Mbooni sub-county police commander Julius Rotich told the Kenya Broadcasting Corporation The object was still hot When officers arrived Monday, and residents were kept away from the area until it cooled.
Space debris and space junk are a A growing problemand last year the European Space Agency estimated that there were. More than 13,000 tons of material in low Earth orbit – About a third of this has been identified as space junk.
The agency estimates that with about 110 new launches each year, as well as at least 10 annual breakups of existing satellites and other objects in space, the amount of space debris continues to grow.
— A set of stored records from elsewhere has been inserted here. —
PR #2489, opened 2019-01-11
syslog-ng@default: use pid file location on control socket

andy9a9:
When the pid file location was changed via `--with-pidfile-dir=` control socket was still pointing to `/var/lib/syslog-ng` even if they are using same path definition.

### DIFF
--- a/contrib/systemd/syslog-ng@default
+++ b/contrib/systemd/syslog-ng@default
@@ -1,5 +1,5 @@
 CONFIG_FILE=/etc/syslog-ng.conf
 PERSIST_FILE=/var/lib/syslog-ng/syslog-ng.persist
-CONTROL_FILE=/var/lib/syslog-ng/syslog-ng.ctl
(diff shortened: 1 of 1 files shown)


Kokan:
@kira-syslogng ok to test

kira-syslogng:
Build SUCCESS

gaborznagy:
Hi @andy9a9!

Thanks for your contribution!

Can I ask which distribution do you use for syslog-ng?
Do you use unofficial builds or you build it from source?

Because the packaging for various distributions can be different and the service file you edited maybe not used in those distros.
Nevertheless what you have changed follows a convention (what you have found in lib/syslog-ng.h)!

andy9a9:
Hi @gaborznagy !
I am building syslog-ng with Yocto (Open-embedded) distribution. Somebody change the pid file location. I was wondering, that .ctl socket location was also changed. So I was searching a little bit about and found this issue.

PR #2492, opened 2019-01-14
pytest_framework: faster failure detection for semantically invalid configs

furiel:
Prior this patchet, the syslog-ng start validation was the following: we relied on `syslog-ng -s` to detect if syslog-ng can be started. After that it waited for the control socket with a 10s timeout. However, when the configuration passes `syslog-ng -s`, the control socket may or may not be created, if there are other kind of errors in configuration that `syslog-ng -s` does not detect. That introduces a 10s delay for detecting failure in those cases.

For that sake, this patch checks if syslog-ng exited unexpectedly besides the control socket check.

This patch also eliminates the `class SyslogNgCtl` (or `/SyslogNgCtlCli`, depending on point of view).
Edit: We decided not to eliminate `SyslogNgCtl` here.

### DIFF
--- a/tests/pytest_framework/src/syslog_ng/syslog_ng_cli.py
+++ b/tests/pytest_framework/src/syslog_ng/syslog_ng_cli.py
@@ -25,7 +25,7 @@ from pathlib2 import Path
 from src.syslog_ng.syslog_ng_executor import SyslogNgExecutor
 from src.syslog_ng.console_log_reader import ConsoleLogReader
 from src.syslog_ng_ctl.syslog_ng_ctl import SyslogNgCtl
-from src.common.blocking import wait_until_true
+from src.common.blocking import wait_until_true, wait_until_false
 
 class SyslogNgCli(object):
     def __init__(self, logger_factory, instance_paths, testcase_parameters):
@@ -121,9 +121,9 @@ class SyslogNgCli(object):
             # wait for stop and check stop result
             if result["exit_code"] != 0:
                 self.__error_handling()
-            if not self.__syslog_ng_ctl.wait_for_control_socket_stopped():
+            if not wait_until_false(self.__is_process_running):
                 self.__error_handling()
-                raise Exception("Control socket still alive")
+                raise Exception("syslog-ng did not stop")
             if not self.__console_log_reader.wait_for_stop_message():
                 self.__error_handling()
                 raise Exception("Stop message not arrived")
--- a/tests/pytest_framework/src/syslog_ng/syslog_ng_cli.py
+++ b/tests/pytest_framework/src/syslog_ng/syslog_ng_cli.py
@@ -54,23 +54,13 @@ class SyslogNgCli(object):
             command_short_name="syntax_only", command=["--syntax-only", "--cfgfile={}".format(config_path)]
         )
 
-    # Process commands
-    def start(self, config):
-        self.__logger.info("Beginning of syslog-ng start")
-        config.write_config_content()
-
-        # syntax check
+    def __syntax_check(self):
         result = self.__syntax_only()
         if result["exit_code"] != 0:
             self.__logger.error(result["stderr"])
             raise Exception("syslog-ng can not started")
 
-        # effective start
-        if self.__valgrind_usage:
-            self.__process = self.__syslog_ng_executor.run_process_with_valgrind()
-        else:
-            self.__process = self.__syslog_ng_executor.run_process()
-
+    def __wait_for_start(self):
         # wait for start and check start result
         if not self.__syslog_ng_ctl.wait_for_control_socket_alive():
             self.__error_handling()
@@ -78,6 +68,22 @@ class SyslogNgCli(object):
         if not self.__console_log_reader.wait_for_start_message():
             self.__error_handling()
             raise Exception("Start message not arrived")
+
+    def __start_syslog_ng(self):
+        if self.__valgrind_usage:
+            self.__process = self.__syslog_ng_executor.run_process_with_valgrind()
+        else:
+            self.__process = self.__syslog_ng_executor.run_process()
+        self.__wait_for_start()
+
+    # Process commands
+    def start(self, config):
+        self.__logger.info("Beginning of syslog-ng start")
+        config.write_config_content()
+
+        self.__syntax_check()
+        self.__start_syslog_ng()
+
         self.__logger.info("End of syslog-ng start")
 
     def reload(self, config):
--- a/tests/pytest_framework/src/syslog_ng/syslog_ng_cli.py
+++ b/tests/pytest_framework/src/syslog_ng/syslog_ng_cli.py
@@ -25,7 +25,7 @@ from pathlib2 import Path
 from src.syslog_ng.syslog_ng_executor import SyslogNgExecutor
 from src.syslog_ng.console_log_reader import ConsoleLogReader
 from src.syslog_ng_ctl.syslog_ng_ctl import SyslogNgCtl
-
+from src.common.blocking import wait_until_true
 
 class SyslogNgCli(object):
     def __init__(self, logger_factory, instance_paths, testcase_parameters):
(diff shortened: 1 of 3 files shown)


kira-syslogng:
Build SUCCESS

tests/pytest_framework/src/syslog_ng/syslog_ng_cli.py
```diff
@@ -25,7 +25,7 @@
 from src.syslog_ng.syslog_ng_executor import SyslogNgExecutor
 from src.syslog_ng.console_log_reader import ConsoleLogReader
 from src.syslog_ng_ctl.syslog_ng_ctl import SyslogNgCtl
-from src.common.blocking import wait_until_true
+from src.common.blocking import wait_until_true, wait_until_false
```
alltilla: I think this belongs to the previous commit (`pytest_framework: look for process instead of stats when exiting`).

kira-syslogng:
Build SUCCESS

tests/pytest_framework/src/syslog_ng/syslog_ng_cli.py
```diff
@@ -54,30 +54,51 @@ def __syntax_only(self, config_path=None):
...
-        if self.__valgrind_usage:
-            self.__process = self.__syslog_ng_executor.run_process_with_valgrind()
-        else:
-            self.__process = self.__syslog_ng_executor.run_process()
-
+    def __is_process_running(self):
+        return self.__process.poll() == None
+
+    def wait_for_control_socket_alive(self):
+        class StoppedUnexpectedly(Exception):
```
mitzkia: I would not create separate Exception class for now. We already have several raise calls with standard Exception class, they would be strange to read.
If we wanted to add description about the raise we can use Exception("why we raises") form. I understand this is a convention. But if we started to create classes for raising let collect them in separate files, and we can iteratively extend them. I wanted to structure pytest_framework as clear as possible.
My other comment to here: 
I would not create wait_for_control_socket_alive() in this way. What we wanted here is to wait if syslog-ng process can started or not with: self.process.poll(), this is welcome.
But, I would create only a new class function:
```
def __wait_for_process_alive(self): 
    return wait_until_true(__is_process_running)
```
Maybe __is_process_running() also should be contains a check with an inside raise (as you wrote).
But, after this we can use it like (I think it is much readable):
```
    def wait_for_start(self):
        # wait for start and check start result
        if not self.wait_for_process_alive():
            self.__error_handling()
        if not self.wait_for_control_socket_alive():
            self.__error_handling()
        ...
```
As I think it should do the same as you wanted

Ok, after this I realize there are some repetative code what we can refactor into one function:
- we wanted to wait for process, for socket, for console log message.

tests/pytest_framework/src/syslog_ng/syslog_ng_cli.py
```diff
@@ -54,30 +54,51 @@ def __syntax_only(self, config_path=None):
...
+            return s.__syslog_ng_ctl.is_control_socket_alive()
+        try:
+            return wait_until_true(is_alive, self)
+        except StoppedUnexpectedly:
+            return False
+
+    def wait_for_start(self):
         # wait for start and check start result
-        if not self.__syslog_ng_ctl.wait_for_control_socket_alive():
+        if not self.wait_for_control_socket_alive():
```
mitzkia: This will not needed

tests/pytest_framework/src/syslog_ng/syslog_ng_cli.py
```diff
@@ -88,7 +109,7 @@ def reload(self, config):
         self.__syslog_ng_ctl.reload()
 
         # wait for reload and check reload result
-        if not self.__syslog_ng_ctl.wait_for_control_socket_alive():
+        if not self.wait_for_control_socket_alive():
```
mitzkia: This will not needed, but the new __wait_for_process_alive()

tests/pytest_framework/src/syslog_ng/syslog_ng_cli.py
```diff
@@ -105,9 +126,9 @@ def stop(self, unexpected_messages=None):
             # wait for stop and check stop result
             if result["exit_code"] != 0:
                 self.__error_handling()
-            if not self.__syslog_ng_ctl.wait_for_control_socket_stopped():
+            if not wait_until_false(lambda s : s.__is_process_running(), self):
```
mitzkia: Ok, agreed to change from checking stats to checking process, but lets use the new __wait_for_process_alive()

tests/pytest_framework/src/syslog_ng/syslog_ng_cli.py
furiel: Unfortunately `wait_for_process_alive` would not help here, because it will instantly return, because the process is not started. We to look for "not started" instead of "started" somehow.

With @mitzkia help, the inner class is eliminated.

Resolving the issue.

tests/pytest_framework/src/syslog_ng/syslog_ng_cli.py
furiel: as mentioned above, wait_for_process_alive cannot help here.

tests/pytest_framework/src/syslog_ng/syslog_ng_cli.py
furiel: as mentioned above, wait_for_process_alive cannot help us now.

tests/pytest_framework/src/syslog_ng/syslog_ng_cli.py
furiel: As mentioned above, wait_for_process_alive cannot help us now.

kira-syslogng:
Build SUCCESS

tests/pytest_framework/src/syslog_ng/syslog_ng_cli.py
```diff
@@ -54,30 +54,46 @@ def __syntax_only(self, config_path=None):
...
 
-        # effective start
-        if self.__valgrind_usage:
-            self.__process = self.__syslog_ng_executor.run_process_with_valgrind()
-        else:
-            self.__process = self.__syslog_ng_executor.run_process()
+    def __is_process_running(self):
+        return self.__process.poll() == None
+
+    def wait_for_control_socket_alive(self):
```
mitzkia: This function can be private

tests/pytest_framework/src/syslog_ng/syslog_ng_cli.py
```diff
@@ -54,30 +54,46 @@ def __syntax_only(self, config_path=None):
...
+        def is_alive(s):
+            if not s.__is_process_running():
+                raise Exception("syslog-ng could not start")
+            return s.__syslog_ng_ctl.is_control_socket_alive()
+        return wait_until_true(is_alive, self)
 
+    def wait_for_start(self):
```
mitzkia: This function also can be private

tests/pytest_framework/src/syslog_ng/syslog_ng_cli.py
```diff
@@ -105,9 +121,9 @@ def stop(self, unexpected_messages=None):
             # wait for stop and check stop result
             if result["exit_code"] != 0:
                 self.__error_handling()
-            if not self.__syslog_ng_ctl.wait_for_control_socket_stopped():
+            if not wait_until_false(lambda s : s.__is_process_running(), self):
```
mitzkia: is not enough only:
```
if not wait_until_false(self.__is_process_running)
```

tests/pytest_framework/src/syslog_ng/syslog_ng_cli.py
furiel: Fixed.

tests/pytest_framework/src/syslog_ng/syslog_ng_cli.py
furiel: Fixed

tests/pytest_framework/src/syslog_ng/syslog_ng_cli.py
furiel: Indeed. I overthought it a little :)

kira-syslogng:
Build SUCCESS

kira-syslogng:
Build SUCCESS

furiel:
@mitzkia right! I dropped the top patch.

PR #2493, opened 2019-01-14
pytest_framework: timeout parameter for wait_until_true

furiel:
Prior this patch, pytest_framework did not support specifying timeout
as parameter for `wait_until_true`. Instead, a global variable was
responsible for the timeout. The default timeout (10s) was good for
the functional tests, but not for the unit tests, which executed
properly but unnecessarily long. For unit tests this global variable
was changed to 0.1s, which is too small for the functional
tests. Consequently, unit tests and functional tests cannot not be
executed together.

This patch adds timeout parameter for `wait_until_true`, and set the
proper timeout locally for unit tests. Hence unit tests and e2e test
can be executed together.

For example:
```
python3 -m pytest --installdir ../root/ tests/pytest_framework/src tests/pytest_framework/functional_tests
```

The way of parameterization (arguments as tuple) was motivated from
the way `threading.Thread` works.
One inconvenient thing worth mentioning: in python - single element
tuples need explicit comma ... `(1) == 1`. One needs to use `(1,)`.

### DIFF
--- a/tests/pytest_framework/src/common/blocking.py
+++ b/tests/pytest_framework/src/common/blocking.py
@@ -23,13 +23,15 @@
 
 import time
 
-MONITORING_TIME = 10  # 10 sec
+DEFAULT_TIMEOUT = 10  # 10 sec
 POLL_FREQ = 0.001  # 1 millisecond
 
-
 def wait_until_true(func, *args):
+    return wait_until_true_custom(func, args)
+
+def wait_until_true_custom(func, args=(), timeout=DEFAULT_TIMEOUT):
     # Python 2 compatibility note: time.monotonic() is missing
-    t_end = time.time() + MONITORING_TIME
+    t_end = time.time() + timeout
     while time.time() <= t_end:
         result = func(*args)
         if result:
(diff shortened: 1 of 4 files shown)


kira-syslogng:
Build SUCCESS

kira-syslogng:
Build SUCCESS

tests/pytest_framework/src/common/blocking.py
```diff
@@ -23,21 +23,19 @@
 
 import time
 
-MONITORING_TIME = 10  # 10 sec
-POLL_FREQ = 0.001  # 1 millisecond
+DEFAULT_TIMEOUT = 10  # 10 sec
+DEFAULT_POLL_FREQ = 0.001  # 1 millisecond
```
alltilla: Do we plan to change `DEFAULT_POLL_FREQ` anywhere? If not I believe the `DEFAULT_` part is unnecessary. Although, I can live with this. :)

furiel: Yes, I believe we will. We already do this in the unit tests, but in the future I think the timeout parameter will be exposed up until the user API. For example, for now read_logs waits for 10s unconditionally, but later this will be probably changed. Depending on a scenario, 10s maybe too small, or unnecessarily high, and we need to let the user specify the timeout.

So I would leave the name as it is.

furiel: Whops I misread the request. POLL_FREQ is not changed indeed, nor think it will. I rename it back.
It would be the best eliminate altogether, and use some kind of exponential backoff algorithm instead. Polling continuously for 10 seconds with milliseconds frequency seems impractical.

kira-syslogng:
Build SUCCESS

mitzkia:
Sorry, but I as wrote earlier I think we did not need this change.
We can workaround it another way.

furiel:
After discussing with @mitzkia IRL, we concluded to mitigate impact of the `wait_until_true` API change by maintaining the original API, but creating a customizable version called `wait_until_true_custom`, that can be used by the unit tests. Marking as WIP until that.

kira-syslogng:
Build SUCCESS

PR #2496, opened 2019-01-15
Rdkafka destination

bazsi:
This branch adds a librdkafka based destination to syslog-ng, building from the work of @pyr and @Kokan.

*Constraints:*
* we feed messages to rdkafka, acking back all messages to the syslog-ng core
* these are kept in memory in the librdkafka buffers for as long as they are not sent
* at exit, syslog-ng waits 1 minute for this buffer to empty, the timeout can also be controlled using the flush_timeout_on_shutdown() parameter
* if messages cannot be sent in this 1 minute, they will be backfed into the queue, so in case it is a disk buffer, they will be retransmitted. in case of a reload, they will be retransmitted even without a disk buffer.
* throttling is handled using the blocking semantics of librdkafka, syslog-ng will block as long as the librdkafka internal buffers are full. (controlled by `queue.buffering.max.messages` and `queue.buffering.max.kbytes` configuration settings of rdkafka)

It is possible to use the syslog-ng disk buffer, but that only saves messages that are still on syslog-ng side, e.g. not in rdkafka buffers.

*Example configuration*

I have started a dockerized kafka on my computer, this way:
```
$ docker run --rm  --net=host   spotify/kafka
```

Then, I was using this configuration for syslog-ng:

```
          kafka(global-config(metadata.broker.list("localhost:9092")
                                         queue.buffering.max.ms("1000")
                      )
                      topic("syslog-ng")
                      flush_timeout_on_shutdown(60000)
                      flush_timeout_on_reload(1000)
                      key("${HOST}_${PROGRAM}_${PID}")
                      message("$(format-json --scope nv-pairs)"));
```

*Features*

* you can use the syslog-ng template language in message() and key() to specify the payload and key for messages.
* we are relying on librdkafka to separate the workload into partitions, we are using the murmur2 hash by default. You can customize that by changing the `partitioner` configuration setting of librdkafka
* ordering is only ensured within partitions by kafka, so make sure you are using an appropriate key() value, if you want stable ordering across a set of name-value pairs.
* for scalability on the destatination side, you'll need to use a key() value that has a distribution. If everything falls to the same partition, scalability will be limited
* you can specify both global and topic configuration right within the syslog-ng configuration file (global-config() and topic-config() options respectively).
* syslog-ng supports the workers() option, e.g. we can run the librdkafka feeder on multiple threads. This may or may not be the bottleneck. These threads basically format the key() and the message() templates and call rd_kafka_produce().

*Future*
* it might make sense to add support for Java style properties files as the configuration mechanism of librdkafka. As I see it is pretty general to use those, at least in the Java implementation.
* kafka timestamp support is missing
* I think it would be great if we could connect syslog-ng's acknowledgement system with that of Kafka. That would mean that the normal syslog-ng flow control/throttling would extend to the librdkafka buffer and that inflight messages would be saved into the disk buffer.
* if the previous point would not work out, we could save the outstanding messages in a separate queue for resending. We could even persist that across restarts.

*Questions*
* I am not sure about the configuration syntax. In a way I like because it's pretty natural. On the other hand we are not using similar formats in other plugins.


kira-syslogng:
Build SUCCESS

bazsi:
@pyr I am not yet finished with all things I wanted to do, but you can check how I've changed the code/configuration syntax of your original kafka-c destination.

kira-syslogng:
Build SUCCESS

kira-syslogng:
Build SUCCESS

kira-syslogng:
Build SUCCESS

kira-syslogng:
Build FAILURE

kira-syslogng:
Build FAILURE

kira-syslogng:
Build FAILURE

kira-syslogng:
Build FAILURE

lbudai:
@Kokan: are you sure in that this goes into 3.21?

Kokan:
@lbudai no, but it would be great(ans still there is like a month till 3.21), and as far as I understand that list is not a commitment for the content.

kira-syslogng:
Build FAILURE

bazsi:
This should be good enough for testing, review.

furiel:
@bazsi some of the patches, especially in the beginning are not kafka related. Could you move them into a separate PR? Arguing them separately would make this review cleaner.
Specially, it would be great if you could separate `diskq: fix deadlock in log_queue_push_head()`, with some explanation about that patch.
The introduction of `expedite` is also an interesting question, that could be introduced separately from rdkafka: http would also be user of that feature (and hence the `http` related patch could be picked from the middle of rdkafka patches). Personally I have a little concern about the introduced api: a `flush` method with boolean parameter seems a little awkard for me.

bazsi:
Hi,

On Mon, Apr 1, 2019, 09:41 furiel <notifications@github.com wrote:

> @bazsi <https://github.com/bazsi> some of the patches, especially in the
> beginning are not kafka related. Could you move them into a separate PR?
> Arguing them separately would make this review cleaner.
>

I would, I just would like to clarify this request a bit. So far I have
considered such fixes/refactors to be better placed in branches that
triggered them, as they provide an obvious trigger for their existance. And
apart from review bandwidth questions I think it is better to review them
in the same PR.

Has this approach been changed? My opinion is that I don't think we should
split branches/PRs unless simply because of size.




Specially, it would be great if you could separate diskq: fix deadlock in
> log_queue_push_head(), with some explanation about that patch.
>

There's a double acquisition of the same lock, causing a lock in all
invocations of push_head() for the disk buffer.

The introduction of expedite is also an interesting question, that could be
> introduced separately from rdkafka: http would also be user of that feature
> (and hence the http related patch could be picked from the middle of
> rdkafka patches).
>

Like I mentioned I wouldn't remove the 3 lines of http change from an
rdkafka change if it explains the idea better.


Personally I have a little concern about the introduced api: a flush method
> with boolean parameter seems a little awkard for me.
>
I agree that "expedite" as a boolean parameter could be improved, but
please do not that logwriter has similarly a flush_mode argument.

We could probably add a dedicated flush method that does the flush at the
time of exit/reload.

furiel:
> Has this approach been changed? My opinion is that I don't think we should split branches/PRs unless simply because of size.

No, I think this has not changed. Especially, if the only user of the change is in the PR, the separation makes especially difficult (i.e impossible) to review.

Separation makes sense if the change is unrelated to the topic, or it has such importance that we need to increase the visibility about it. Specially, in case a deadlock patch, if it is hidden in this pr, it will not be visible in the changelog. For example, users might do upgrade if they know there was a deadlock fixed in a release, but not necessarily for sake of kafka, if they do not need it otherwise.

bazsi:
I am not sure there's any user of push_head() in the codebase, apart from
kafka, but I dont have my notebook handy.

modules/kafka/kafka-dest-worker.c
```diff
@@ -0,0 +1,156 @@
...
+  msg_debug("kafka: message published",
+            evt_tag_str("topic", owner->topic_name),
+            evt_tag_str("key", key->str ? : "NULL"),
+            evt_tag_str("message", message->str),
+            evt_tag_str("driver", owner->super.super.super.id),
+            log_pipe_location_tag(&owner->super.super.super.super));
+
+  /* we passed the allocated buffers to rdkafka, which will eventually free them */
+  g_string_steal(message);
+  if (key)
```
lbudai: @bazsi: key won’t be `NULL` here

kira-syslogng:
Build FAILURE

kira-syslogng:
Build FAILURE

kira-syslogng:
Build FAILURE

bazsi:
This is now considered ready. It was renamed to kafka-c() and the SCL is modified to make it trivial
to switch between the legacy java based driver and this one.

The configuration options have been revamped to make them compatible with the  java based driver
to make the transition seamless. In this process the configuration was made a bit neater, so if
you know you are using the C based version, your configuration will be nicer at the cost of incompatibility with the Java stuff.

Here's my test config:
```
                kafka(config(
                             queue.buffering.max.ms("1000")
                             message.timeout.ms("5000")
                             debug(all)
                             "queue.buffering.max.ms" => "1000",
                             "message.timeout.ms" => "5000",
                             "debug" => "all"
                      )
                      properties-file("/install/etc/kafka.properties")
                      option("debug", "none")
                      topic("syslog-ng")
                      bootstrap-servers("localhost:9092")
                      flush-timeout-on-shutdown(1000)
                      client-lib-dir("/foo/bar")
                      key("${HOST}_${PROGRAM}_${PID}")
                      message("$(format-json --scope nv-pairs)"));

```

kira-syslogng:
Build FAILURE

kira-syslogng:
Build SUCCESS

dbld/images/helpers/dependencies.sh
```diff
@@ -109,9 +109,21 @@ function filter_packages_by_platform {
...
+    echo 'deb http://download.opensuse.org/repositories/home:/laszlo_budai:/syslog-ng/xUbuntu_18.04 ./' | tee /etc/apt/sources.list.d/lbudai.list
+    cat | tee /etc/apt/preferences.d/lbudai <<EOF
+Package: *
+Pin: origin "download.opensuse.org"
+Pin-Priority: 1
+EOF
+    wget -qO - http://download.opensuse.org/repositories/home:/laszlo_budai:/syslog-ng/xUbuntu_18.04/Release.key | apt-key add -
+    apt-get update
+}
+
```
bazsi: This is how I ensured that OBS packages are not added unless explicitly requested by version constraints.

Please review @szemere @mitzkia

kira-syslogng:
Build SUCCESS

bazsi:
Wow, travis agrees that this is in good shape \o/

Kokan:
Travis is false positive for cmake:

```patch
diff --git a/modules/kafka/CMakeLists.txt b/modules/kafka/CMakeLists.txt
index 52346ac8b..5717ef850 100644
--- a/modules/kafka/CMakeLists.txt
+++ b/modules/kafka/CMakeLists.txt
@@ -21,6 +21,10 @@ add_library(kafka SHARED
   kafka-parser.c
   kafka-parser.h
   kafka-plugin.c
+  kafka-dest-driver.c
+  kafka-dest-worker.c
+  kafka-plugin.c
+  kafka-props.c
   ${CMAKE_CURRENT_BINARY_DIR}/kafka-grammar.c
   ${CMAKE_CURRENT_BINARY_DIR}/kafka-grammar.h
 )
@@ -37,4 +41,6 @@ bison_target(KafkaGrammar
     ${CMAKE_CURRENT_BINARY_DIR}/kafka-grammar.c
     COMPILE_FLAGS ${BISON_FLAGS})

+add_test_subdirectory(tests)
+
 install(TARGETS kafka LIBRARY DESTINATION lib/syslog-ng/ COMPONENT kafka)
diff --git a/modules/kafka/tests/CMakeLists.txt b/modules/kafka/tests/CMakeLists.txt
index d47ba2b74..1a7c8f831 100644
--- a/modules/kafka/tests/CMakeLists.txt
+++ b/modules/kafka/tests/CMakeLists.txt
@@ -1 +1 @@
-add_unit_test(CRITERION TARGET test_kafka-props DEPENDS kafka)
+add_unit_test(CRITERION LIBTEST TARGET test_kafka-props DEPENDS kafka)

```

kira-syslogng:
Build SUCCESS

kira-syslogng:
Build FAILURE

kira-syslogng:
Build SUCCESS

bazsi:
On Fri, May 3, 2019 at 4:05 PM Budai Laszlo <notifications@github.com>
wrote:

> *@lbudai* approved this pull request.
>
> A question to the flow control:
> The librdkafka supports delivery reports for each message, so would be
> nice if we could provide a more reliable message delivery. But we cannot
> ACK messages randomly... So if would like to support E2E flow control, then
> we would need to support random access ACK mechanism. Is this true?
>

Yes, spot on. Implementing this is absolutely feasible for memory based
queues and probably possible with non-reliable disk buffers (as the
overflow queue part is memory based). However, it is completely out of
question for reliable disk buffers.


>
> In modules/kafka/kafka-props.c
> <https://github.com/balabit/syslog-ng/pull/2496#discussion_r280769326>:
>
> > +{
> +  g_free(self->name);
> +  g_free(self->value);
> +  g_free(self);
> +}
> +
> +void
> +kafka_property_list_free(GList *l)
> +{
> +  g_list_foreach(l, (GFunc) kafka_property_free, NULL);
> +
> +  g_list_free(l);
> +}
> +
> +
> +typedef struct _KafkaPropertyFileReader
>
> Wouldn't be better to add a PropertyFileReader to lib?
>

I would do that if there's another user.


>
> In modules/kafka/kafka-dest-driver.c
> <https://github.com/balabit/syslog-ng/pull/2496#discussion_r280777854>:
>
> > +  msg_event_send(msg_event_create(level, buf, NULL));
> +  g_free(buf);
> +}
> +
> +static void
> +_kafka_delivery_report_cb(rd_kafka_t *rk,
> +                          void *payload, size_t len,
> +                          rd_kafka_resp_err_t err,
> +                          void *opaque, void *msg_opaque)
> +{
> +  KafkaDestDriver *self = (KafkaDestDriver *) opaque;
> +  LogMessage *msg = (LogMessage *) msg_opaque;
> +
> +  /* we already ACKed back this message to syslog-ng, it was kept in
> +   * librdkafka queues so far but successfully delivered, let's unref it */
> +
>
> The comment above is little bit misleading.
>

why?

lbudai:
there are two branches:
1) when the message is successfully delivered
2) when not... 

and when it is failed, we not unref the msg, but push back to the queue.

PR #2501, opened 2019-01-18
fix static uClibc-ng support

### LINKED ISSUE #2491: syslog-ng can't be build with static libc
# syslog-ng

## Version of syslog-ng

```
syslog-ng 3.19.1
```

## Platform

buildroot (linux)

# Issue

## Failure

building on a system with only static libraries is no longer possible as of 3.19.1. It used to work on 3.10.1.

http://autobuild.buildroot.net/results/c0bca852e053cd0e021205b3a949e750ae602333/build-end.log

The build failure was introduced by commit 01258e56abc5804f8ea977ff9ab98cc8e2fd4702 .

This may or may not be something that syslog-ng actually wants to support. The plugin architecture probably means that dynamic linking is required but there is enough it configure.ac that seems to handle static, shared and a mix of both.

For now I'll submit a patch to buildroot to disable syslog-ng for static-link-only configurations. That can remain in place if this get's closed as 'not-a-bug' or reverted if a fix is made.

Kokan:
In case of static `uClibc-ng` lib, the `<dlfcn.h>` does not exists.

The `signal-handler.c` solves an issue in case of `program` src/dst
and `Java` destination. That combination is really rare if not impossible.

This patch simply disables own `sigaction` if `<dlfcn.h>` is not present.

Fixes #2491

@cpackham could you test with this patch, if any other issue is present ?


kira-syslogng:
Build SUCCESS

cpackham:
@Kokan this fixes the build failure. Thanks.

Kokan:
@furiel I was thinking about it, but compiling those modules are fine, even using them in a different syslog-ng instance are ok; using only a warning could be a way, but imho won't be noticed.
As I wrote above this is probably not a use case anybody has, I tend to not to handle at all.

If you or anybody still think a warning would be nice, I can update the patch accordingly.

furiel:
@Kokan I agree warning is not necessary here.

Last year, when a A piece of orbital junk The discovery was made in rural Saskatchewan, the Canadian Space Agency told Global News. Takes the issue of space debris “very seriously”. And it's working to make sure it doesn't pose any “major threats” to Earth.
Barry Sawchuk found a large piece of suspected space debris, as shown in this handout photo provided by Sawchuk, in his farm field near Ituna, Sask., on February 28, 2024.
Barry Sawchuk / Handout / The Canadian Press
“With the increase in space traffic, space debris is a growing problem, which we are all working with national and international partners to find solutions to manage,” said Stephanie Durand, CSA. Vice President for Space Program Policy, said. time
According to KSA, the debris that fell in Kenya is being investigated under international space law.